Salem Maya, Mpourmpakis Giannis
Department of Chemical and Petroleum Engineering, University of Pittsburgh, Pittsburgh, Pennsylvania 15261, USA.
Nanoscale. 2025 Jan 29;17(5):2830-2840. doi: 10.1039/d4nr04202f.
Single atom alloys (SAAs) have gained tremendous attention as promising materials with unique physicochemical properties, particularly in catalysis. The stability of SAAs relies on the formation of a single active dopant on the surface of a metal host, quantified by the surface segregation and aggregation energy. Previous studies have investigated the surface segregation of non-ligated and ligated SAAs to reveal the driving forces underlying such phenomena. In this work we address another key factor dictating the stability in non-ligated and ligated SAAs: the aggregation energy () of dopants. Specifically, we examine how thiols and amines, commonly found ligands in colloidal bimetallic nanoparticle synthesis, affect the aggregation of dopants (forming dimers and trimers) on the surface of a metal host. Utilizing Density Functional Theory (DFT) and machine learning (ML), we explore the stability patterns of SAAs through the energetics of low-index surfaces, such as (111) and (100), consisting of d-(Pt, Pd, Ni) and d-(Ag, Au, Cu) metals, both in the presence and absence of ligands. Collecting rich and accurate DFT data, we developed a four-feature support vector regression using the radial basis function (SVR RBF) to predict the . The model revealed important and easily accessible (tabulated) thermodynamic stability features that drive metal aggregation in SAAs, such as the bulk cohesive energy of the metal considering the exposed coordination environment on the surface, the charge transfer represented by the difference in electron affinities of metals and the radii of the metals describing strain effects. Additional incorporated features include adsorbate properties, such as the binding energy of the ligand on a single atom considering the coordination environment of the adsorbate. Through our study, we have revealed that stable SAAs are formed in Ni-, Pd-, Pt-based SAAs in the presence of ligands, while Ag-, Au-, Cu- doped with Ni-, Pd-, Pt- lead to aggregation. Finally, we tested our model against several experimental studies and demonstrated its robustness in predicting the formation of SAAs, enabling rapid screening across the vast materials space of SAAs. Additionally, we suggest criteria for stabilization of SAAs, guiding experimental efforts. Overall, our study advances the understanding of thermodynamic stability of colloidal SAAs, paving the way for rational SAA design.

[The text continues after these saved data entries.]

PR #9699, opened 2023-06-29
Check for triggers conditions

SeventhM:
Fixes triggers with trigger conditions triggering on game start

### DIFF
--- a/core/src/com/unciv/logic/GameStarter.kt
+++ b/core/src/com/unciv/logic/GameStarter.kt
@@ -428,7 +428,9 @@ object GameStarter {
 
             //Trigger any global or nation uniques that should triggered.
             //We may need the starting location for some uniques, which is why we're doing it now
-            for (unique in ruleset.globalUniques.uniqueObjects + civ.nation.uniqueObjects)
+            val startingTriggers=(ruleset.globalUniques.uniqueObjects + civ.nation.uniqueObjects)
+                .filter { !it.conditionals.any { it.type!!.targetTypes.any { it.canAcceptUniqueTarget(UniqueTarget.TriggerCondition) } } }
+            for (unique in startingTriggers)
                 if(unique.isTriggerable)
                     UniqueTriggerActivation.triggerCivwideUnique(unique,civ, tile = startingLocation)
         }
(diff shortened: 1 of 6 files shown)


core/src/com/unciv/logic/GameStarter.kt
```diff
@@ -428,7 +428,9 @@ object GameStarter {
 
             //Trigger any global or nation uniques that should triggered.
             //We may need the starting location for some uniques, which is why we're doing it now
-            for (unique in ruleset.globalUniques.uniqueObjects + civ.nation.uniqueObjects)
+            val startingTriggers=(ruleset.globalUniques.uniqueObjects + civ.nation.uniqueObjects)
+                .filter { !it.conditionals.any { it.type!!.targetTypes.any { it.canAcceptUniqueTarget(UniqueTarget.TriggerCondition) } } }
```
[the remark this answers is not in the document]
SeventhM: > !any == none?

Yes, though I didn't realize that none was an option there instead of !any

As for the explanation: I'm not sure the best way to add it as a comment. Maybe changing the names could help there, but a written explanation seems more appropriate in this situation as (imo) it's somewhat straightforwards once you're aware of how it functions. The trigger conditionals are supposed to be called when they come up, and the other conditionals are checked in `unique.conditionsApply`

core/src/com/unciv/logic/GameStarter.kt
```diff
@@ -428,9 +428,14 @@ object GameStarter {
 
             //Trigger any global or nation uniques that should triggered.
             //We may need the starting location for some uniques, which is why we're doing it now
-            for (unique in ruleset.globalUniques.uniqueObjects + civ.nation.uniqueObjects)
+            val startingTriggers = (ruleset.globalUniques.uniqueObjects + civ.nation.uniqueObjects)
+                //We don't want uniques with trigger conditionals. Those are called when they are relevant
+                .filter { unique -> unique.conditionals.none {
+                    conditional -> conditional.type!!.targetTypes.any {
+                        it.canAcceptUniqueTarget(UniqueTarget.TriggerCondition) } } }
```
yairm210, line 435: I think there are several places in code where we make this check, should probably be a function on the unique class

SeventhM: Sure I can do that. While I'm at it, I can fix the issue of unitTriggerConditions not being excluded in the areas where it previously did the check

yairm210 (approved):

Issue #9648, opened 2023-06-23
Feature request: Allow AI workers in mods like Alpha Frontier to get both land and water resources


hackedpassword:
Creating this on the coattails of the 4.7.3 update with the new unique "May travel on Water tiles without embarking".

Alpha Frontier's workers are designed to be both land and water worker units. Takes a little getting used to, when it clicks the strategy becomes apparent and desirable. Definitely mod-only feature that would never be accepted in vanilla.

The AI currently ignores all water resources, so playing against the AI is lopsided.

hackedpassword:
Adding related:
#7713
maybe #6509

hackedpassword:
I'll try to produce the saves in the scenarios you described. I've also reached out to AF's designer to review this issue.

hackedpassword:
In mod [NextgenMaps-Labs](https://github.com/hackedpassword/NextgenMaps-Labs) there are now two maps:
[AF_trogtest_9648](https://github.com/hackedpassword/NextgenMaps-Labs/blob/main/maps/AF_trogtest_9648) - source test map
[9648 full upgrades mid war](https://github.com/hackedpassword/NextgenMaps-Labs/blob/main/maps/9648%20full%20upgrades%20mid%20war) - mid way into war

Game is set to easy mode. Tiles/resources explicitly built for this scenario. In the war, several workers are embarked in positions that I think align to the requirements you gave. See how it works, hopefully this is what you were envisioning.

hackedpassword:
> Does that prove anything?

Looks like some water resources were improved, so it assuredly does prove something.

Is it known when constructors went for the water resources? Being that they sacrifice themselves, with caution I say, it would be useful to know what their rationale was (as in relativity) for deciding when to split from land duties. This might/prob is out of scope for the current test, but it is an important one to consider.

I'm thinking about it more and see that AI players need to make those decisions when to commit constructors to water improvements. If a human player hits automate, what is their intent? Land or water? 

A possible formula might include a running total of constructor bots on auto, every [5th] built triggers the bot fleet to assess best water resource available, closest bot deployed for the improvement. Now you have 4 bots on auto, perhaps another 5 on manual, then another 5 toggled to auto and one is deployed. Those numbers kinda suck whatever. 

Another possible formula could be after X turns and Y improvements made, per bot, that bot is deployed for the water. This sounds simpler. 

[...]

PR #9700, opened 2023-06-29
Automation constants

SomeTroglodyte:
Toying with #9648 I got the idea (again) that a moddable way to tune a lot of the hardcoded constants used in automation might be good. As a first step, just collect, name and document. Not meant to be final, so line lengths, wording, and names were not paid _too_ much attention to. I limited myself to scan just two of the AI files...

What do you think - moddability-worthy? Global or maybe even civ-specific? Or both, default and override option, usually null?

Accidentally based on the other #9648 PR - so, better decide that one first. The new commits are all named "Automation review - *" at the bottom.

Some actual code changes I am confident are transparent, but
- Storing an IntRange once - does that save many instance creations or take a away an optimization opportunity from the compiler
- Removing the Random call from headTowardsEnemyCity - expectedDamagePerTurn - calculateDamageToDefender: Seems obvious that for a "how soon can we conquer" decision taking the statistical average is fine, but - Does that reduce the chance that this randomness can break the AI out of a stalemate?

Testing limited to - it passes a next-turn

### DIFF
--- a/core/src/com/unciv/logic/automation/unit/UnitAutomation.kt
+++ b/core/src/com/unciv/logic/automation/unit/UnitAutomation.kt
@@ -22,9 +22,40 @@ import com.unciv.ui.screens.worldscreen.unit.actions.UnitActionsPillage
 import com.unciv.ui.screens.worldscreen.unit.actions.UnitActionsUpgrade
 
 object UnitAutomation {
-
+    /** Range to search for enemy military units, then collect their reachable tiles to form a set of tiles for civilians to avoid */
+    private const val civilianEnemyUnitSearchRange = 5
+    /** Range to try for exploration, from the current position */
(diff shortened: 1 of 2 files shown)


yairm210:
My opinion on this is that some of these are really used in several different places - like 'min health to explore' - and there it makes sense to unify the declaration
But most of these are single-use, and extracting them into constants does nothing except add an extra layer of unnecessary abstraction

yairm210:
I don't see AI moddability being a thing, though
I mean, if they have a better AI, I want that *in the code*
If they have a better AI for their specific mod, I want that *in the code* after we figure out what separates their mod from the baseline
I don't see a use case where we would say "well actually only for this mod I want AI health threshold before attacking to be 70" or something. I just don't see it.

PR #9701, opened 2023-06-30
Fix linting warnings

alexban011:
this is draft because I'm still waiting for an answer regarding one of the warnings


yairm210:
Is there anything here besides a rename of NotificationIcon to NotificationIcons? Because if not I'll just do that rename and we can close this PR 🤔

alexban011:
Yeah.. but you can just revert 9475af5052b9d1819c87e3e4422ad5b246f118eb and maybe just rename the file instead of the actual class. This should be better, I just don't have time to do anything at the moment

alexban011:
So apparently I did find myself some time to fix this.

I reverted what SomeTroglodyte already fixed/explained in the mentioned PR (and apparently I also reverted another linting issue I resolved but whatever I'll do that another time) and know you can merge this @yairm210 if everything is oki doki

PR #9706, opened 2023-06-30
On City Raze, previous owner doesn't pay Road Maintenance

### LINKED ISSUE #9661: Roads that are not owned cost maintenance
Since some versions, neutral tile roads suddenly have maintenance costs. The bug is that the game doesn't properly calculate if road tiles are actually owned by a player. If you invade a city to raze it, after the razing is done the remaining neutral tile roads still require maintenance. I don't think they should. It is a major inconvenience to manually get rid of those random road tiles.

itanasi:
Fixed #9661


yairm210 (approved):

itanasi:
Well I stared at the cpp last night and concluded that yes this is the correct behavior. Tested it on a save by Razing a City and my maintenance went down next turn by the number of roads in the area.

Certainly could mod the previous "you always own this Road forever" behavior back in

PR #9709, opened 2023-06-30
Better support for lacking a capital

SeventhM:
This PR aims to better avoid crashes due to players lacking a capital for whatever reason. This is partly to better support scenarios where a player sells their capital, but also to fix a major issue with a large chunk of unit tests. I am aware of the previous arguments made in #9516 and #6889. However upon second glance, the issues are actually much deeper than those previous PRs made it out to be. Any scenario that required a city to do something was changed to instead use that civ's first city, though I'm not sure that's the best way to handle it

________
Full explanation here: Currently, there are many cases where buildings didn't trigger uniques, update connections (for harbors), add free buildings, or update city health. This oversight is good news for the unit tests as these checks are largely unnecessary there. However, it is a problem for mods, especially if a player starts in a later era and would have a building that is supposed to do one of these things. Unfortunately, updating these things, specifically city connections, has unforeseen consequences
Under normal conditions, cities do not check if they are connected to the capital unless a new turn has started or a building has finished being built. Since cities by default do not count as connected to the capital, `CityStats.getStatsFromTradeRoute()` will not crash trying to check the capital's population count (in an effort to update the citystats, line 499 calling line 460 calling line 103 in `logic.city.CityStats`). Fixing the prior issue of buildings not updating cities properly means that it will be treated as connected when you remove a city, and thanks to even more broken capital checks, it wouldn't properly clear itself as connected if you sell your capital, leading to a crash
This is where we have a problem in the unit tests. Many of the unit tests immediately removes the capital in order to use a capital that gives no stats. Previously, this only worked because settler buildings didn't update the city properly. If I attempt to fix that (as I was planning to do) many of the tests breaks. Meaning that whether we allow players to not have a capital or not, it is still required to at the very least fix the city connection code in order to allow settler buildings to update cities properly without breaking the unit tests. And since this has come up so many times by now, and given some mods wants to use this as a feature, it seems far more worthwhile to supports players not having a capital than continue saying that the game assumes there's always a capital

This PR does not fully fix for the AI not having a capital, primarily because that's not possible in any capacity that I can tell. Checking for getCapital checks that primarily affects the AI could be done, I just don't know if that's something we want to support

### DIFF
--- a/core/src/com/unciv/logic/automation/Automation.kt
+++ b/core/src/com/unciv/logic/automation/Automation.kt
@@ -213,7 +213,7 @@ object Automation {
 
         // If we have vision of our entire starting continent (ish) we are not afraid
         civInfo.gameInfo.tileMap.assignContinents(TileMap.AssignContinentsMode.Ensure)
-        val startingContinent = civInfo.getCapital()!!.getCenterTile().getContinent()
+        val startingContinent = (civInfo.getCapital() ?: civInfo.cities.firstOrNull())!!.getCenterTile().getContinent()
         val startingContinentSize = civInfo.gameInfo.tileMap.continentSizes[startingContinent]
         if (startingContinentSize != null && startingContinentSize < civInfo.viewableTiles.size * multiplier)
             return false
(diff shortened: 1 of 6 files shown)


yairm210:
Since you seem to have "get capital OR the first city" in so many places, I have an alternative suggestion. Put that logic *inside the getCapital() function* so that it always returns a city if there is no capital but there are cities. We can gate this behind an optional parameter (returnAnyCityIfNoCapital:Boolean=false) if you see that this causes other problems

PR #9714, opened 2023-07-01
Added title gain from finishing a policy tree

random271:
Just a general idea about the implementation, added 2 classes - Leader and PolicyTitle + data for each title and for each leader and an updater for leader name upon completing one policy tree


yairm210:
Denied out of the box 
If you want there to be titles, these need to be uniques 

As for male-female, those can *also* be text-only uniques that you add to civs, and you decide with title unique to trigger using nationFilter conditionals
Like "Grants the title [King] <for [Male leader]>"

random271:
Got it, I'll try to implement it that way.

PR #9729, opened 2023-07-03
Fix civilopedia gold cost

Skekdog:
Previous formula applied exponent in the wrong place leading to wildly incorrect results

Fixes as reported at https://discord.com/channels/586194543280390151/1124750820735455232 (but uses Standard speed)

### DIFF
--- a/core/src/com/unciv/models/ruleset/Building.kt
+++ b/core/src/com/unciv/models/ruleset/Building.kt
@@ -240,9 +240,7 @@ class Building : RulesetStatsObject(), INonPerpetualConstruction {
         if (cost > 0) {
             val stats = mutableListOf("$cost${Fonts.production}")
             if (canBePurchasedWithStat(null, Stat.Gold)) {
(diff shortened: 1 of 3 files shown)


Skekdog:
Just realised cost for buildings is also wrong, might as well fix it here

core/src/com/unciv/models/ruleset/Building.kt
```diff
@@ -241,10 +241,10 @@ class Building : RulesetStatsObject(), INonPerpetualConstruction {
             val stats = mutableListOf("$cost${Fonts.production}")
             if (canBePurchasedWithStat(null, Stat.Gold)) {
                 // We need what INonPerpetualConstruction.getBaseGoldCost calculates but without any game- or civ-specific modifiers
-                val buyCost = (30.0 * cost.toFloat().pow(0.75f) * hurryCostModifier.toPercent()).toInt() / 10 * 10
+                val buyCost = ((30.0 * cost.toFloat()).pow(0.75) * hurryCostModifier.toPercent() / 10).toInt() * 10
```
yairm210, line 244: Sounds like this should be a unified function in IConstruction

PR #10076, opened 2023-09-06
Universal nested brackets parser demo

SomeTroglodyte:
This could support arbitrarily nested [], {} and <> for `tr()`, possibly in one go... For now just a POC-level toy. Wrote it from the gut  without consulting that existing routine or stackoverflow&co, to ensure cleaner kotlin.

Note - the no-allow requirement is only met when using the `parse{}: Unit` overload, not when using the `parse(): List<ResultEntry>` one, as ResultEntries are not pooled. I do expect the emit-based use will be the more practical. Pooling the stack entries will only be worth it when one BracketsParser instance is hammered with tons of parse calls, and maybe not even then. Did not do the instrumentation or measurements, just wanted to see which pooling provider might be useable how easily. Since Gdx is already linked, why not. Supporting the Disposable interface is on the other hand almost certainly not worth it - either you keep using it or you let one go out of scope. Voluntarily releasing resources for an instance that won't go collectible immediately won't happen.

P.S.: I also ran the entire test suite shoehorning the new `String.getPlaceholderParameters()` in instead of the current one (still longer name) via `import as`, without otherwise altering the existing tests -> succeeds.

### DIFF
--- a/tests/src/com/unciv/logic/TranslationTests.kt
+++ b/tests/src/com/unciv/logic/TranslationTests.kt
@@ -4,6 +4,7 @@ package com.unciv.logic
 import com.badlogic.gdx.Gdx
 import com.unciv.Constants
 import com.unciv.UncivGame
+import com.unciv.models.metadata.BaseRuleset
 import com.unciv.models.metadata.GameSettings
 import com.unciv.models.ruleset.Ruleset
 import com.unciv.models.ruleset.RulesetCache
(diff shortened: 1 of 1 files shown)


yairm210:
Looks like you're having fun with this 😉

I'm fine with not understanding how it works, as long as the tests ensure it fits indeed work 😁

yairm210:
Okay, seems to me you've caught the 2 types of errors I can think of
- unclosed brackets
- invalid closing of other scope

I can see how recursive translation would apply here, I can see how nested unique modifiers would work, no problems I can see :)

单原子合金(SAA)作为具有独特物理化学性质的有前途的材料,特别是在催化领域,已引起了极大的关注。SAA的稳定性依赖于在金属主体表面形成单个活性掺杂剂,这可通过表面偏析和聚集能来量化。先前的研究已经调查了未配位和配位SAA的表面偏析,以揭示此类现象背后的驱动力。在这项工作中,我们探讨了决定未配位和配位SAA稳定性的另一个关键因素:掺杂剂的聚集能()。具体而言,我们研究了硫醇和胺(在胶体双金属纳米颗粒合成中常见的配体)如何影响金属主体表面上掺杂剂的聚集(形成二聚体和三聚体)。利用密度泛函理论(DFT)和机器学习(ML),我们通过低指数表面(如(111)和(100))的能量学来探索SAA的稳定性模式,这些表面由d-(Pt、Pd、Ni)和d-(Ag、Au、Cu)金属组成,有无配体均进行研究。收集丰富而准确的DFT数据后,我们使用径向基函数开发了一种四特征支持向量回归(SVR RBF)来预测。该模型揭示了驱动SAA中金属聚集的重要且易于获取(列表形式)的热力学稳定性特征,例如考虑表面暴露配位环境的金属体相内聚能、由金属电子亲和能差异表示的电荷转移以及描述应变效应的金属半径。额外纳入的特征包括吸附质性质,例如考虑吸附质配位环境时配体在单个原子上的结合能。通过我们的研究,我们发现,在有配体存在的情况下,基于Ni、Pd、Pt的SAA中会形成稳定的SAA,而掺杂Ni、Pd、Pt的Ag、Au、Cu会导致聚集。最后,我们针对多项实验研究对我们的模型进行了测试,并证明了其在预测SAA形成方面的稳健性,能够在广阔的SAA材料空间中进行快速筛选。此外,我们提出了SAA稳定化的标准,为实验工作提供指导。总体而言,我们的研究推进了对胶体SAA热力学稳定性的理解,为合理设计SAA铺平了道路。